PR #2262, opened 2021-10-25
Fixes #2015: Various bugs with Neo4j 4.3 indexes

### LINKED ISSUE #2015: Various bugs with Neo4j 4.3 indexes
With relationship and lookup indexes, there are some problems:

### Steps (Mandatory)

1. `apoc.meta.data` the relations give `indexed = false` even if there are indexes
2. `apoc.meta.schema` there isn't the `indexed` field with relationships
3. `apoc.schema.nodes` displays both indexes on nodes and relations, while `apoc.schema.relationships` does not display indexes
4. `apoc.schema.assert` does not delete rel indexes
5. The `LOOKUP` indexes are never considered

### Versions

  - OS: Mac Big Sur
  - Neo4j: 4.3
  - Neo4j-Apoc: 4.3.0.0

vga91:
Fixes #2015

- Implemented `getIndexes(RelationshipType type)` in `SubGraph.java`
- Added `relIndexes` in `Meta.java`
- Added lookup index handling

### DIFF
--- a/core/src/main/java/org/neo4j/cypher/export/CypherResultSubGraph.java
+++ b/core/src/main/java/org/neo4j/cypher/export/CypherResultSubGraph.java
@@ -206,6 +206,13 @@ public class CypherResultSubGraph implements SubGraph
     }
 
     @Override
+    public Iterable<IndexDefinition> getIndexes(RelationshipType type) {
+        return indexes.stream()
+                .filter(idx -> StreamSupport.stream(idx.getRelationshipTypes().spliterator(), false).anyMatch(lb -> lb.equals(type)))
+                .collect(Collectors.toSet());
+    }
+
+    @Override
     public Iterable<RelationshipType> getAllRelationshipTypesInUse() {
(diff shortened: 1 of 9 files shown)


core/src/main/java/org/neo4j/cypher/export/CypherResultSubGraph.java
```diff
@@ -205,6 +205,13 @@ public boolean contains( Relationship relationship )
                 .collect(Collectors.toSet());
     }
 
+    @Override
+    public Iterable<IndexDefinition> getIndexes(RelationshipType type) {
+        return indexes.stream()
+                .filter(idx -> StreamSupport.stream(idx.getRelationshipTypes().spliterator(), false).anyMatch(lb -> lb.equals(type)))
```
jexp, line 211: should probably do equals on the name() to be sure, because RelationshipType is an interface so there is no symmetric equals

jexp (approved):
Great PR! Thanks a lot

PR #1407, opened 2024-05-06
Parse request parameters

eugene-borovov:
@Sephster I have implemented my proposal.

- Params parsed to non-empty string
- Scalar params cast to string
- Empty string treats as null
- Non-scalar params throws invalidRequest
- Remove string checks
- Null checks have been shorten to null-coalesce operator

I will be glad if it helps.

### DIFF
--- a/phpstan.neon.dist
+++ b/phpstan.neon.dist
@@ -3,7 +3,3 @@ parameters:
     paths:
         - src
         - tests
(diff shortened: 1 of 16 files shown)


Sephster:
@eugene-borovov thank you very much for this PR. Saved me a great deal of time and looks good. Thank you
——————————
[YOUR TASK]: The full listing, top to bottom: write it out again exactly.

[ANSWER SPACE]:
PR #2262, opened 2021-10-25
Fixes #2015: Various bugs with Neo4j 4.3 indexes

### LINKED ISSUE #2015: Various bugs with Neo4j 4.3 indexes
With relationship and lookup indexes, there are some problems:

### Steps (Mandatory)

1. `apoc.meta.data` the relations give `indexed = false` even if there are indexes
2. `apoc.meta.schema` there isn't the `indexed` field with relationships
3. `apoc.schema.nodes` displays both indexes on nodes and relations, while `apoc.schema.relationships` does not display indexes
4. `apoc.schema.assert` does not delete rel indexes
5. The `LOOKUP` indexes are never considered

### Versions

  - OS: Mac Big Sur
  - Neo4j: 4.3
  - Neo4j-Apoc: 4.3.0.0

vga91:
Fixes #2015

- Implemented `getIndexes(RelationshipType type)` in `SubGraph.java`
- Added `relIndexes` in `Meta.java`
- Added lookup index handling

### DIFF
--- a/core/src/main/java/org/neo4j/cypher/export/CypherResultSubGraph.java
+++ b/core/src/main/java/org/neo4j/cypher/export/CypherResultSubGraph.java
@@ -206,6 +206,13 @@ public class CypherResultSubGraph implements SubGraph
     }
 
     @Override
+    public Iterable<IndexDefinition> getIndexes(RelationshipType type) {
+        return indexes.stream()
+                .filter(idx -> StreamSupport.stream(idx.getRelationshipTypes().spliterator(), false).anyMatch(lb -> lb.equals(type)))
+                .collect(Collectors.toSet());
+    }
+
+    @Override
     public Iterable<RelationshipType> getAllRelationshipTypesInUse() {
(diff shortened: 1 of 9 files shown)


core/src/main/java/org/neo4j/cypher/export/CypherResultSubGraph.java
```diff
@@ -205,6 +205,13 @@ public boolean contains( Relationship relationship )
                 .collect(Collectors.toSet());
     }
 
+    @Override
+    public Iterable<IndexDefinition> getIndexes(RelationshipType type) {
+        return indexes.stream()
+                .filter(idx -> StreamSupport.stream(idx.getRelationshipTypes().spliterator(), false).anyMatch(lb -> lb.equals(type)))
```
jexp, line 211: should probably do equals on the name() to be sure, because RelationshipType is an interface so there is no symmetric equals

jexp (approved):
Great PR! Thanks a lot

PR #1407, opened 2024-05-06
Parse request parameters

eugene-borovov:
@Sephster I have implemented my proposal.

- Params parsed to non-empty string
- Scalar params cast to string
- Empty string treats as null
- Non-scalar params throws invalidRequest
- Remove string checks
- Null checks have been shorten to null-coalesce operator

I will be glad if it helps.

### DIFF
--- a/phpstan.neon.dist
+++ b/phpstan.neon.dist
@@ -3,7 +3,3 @@ parameters:
     paths:
         - src
         - tests
(diff shortened: 1 of 16 files shown)


Sephster:
@eugene-borovov thank you very much for this PR. Saved me a great deal of time and looks good. Thank you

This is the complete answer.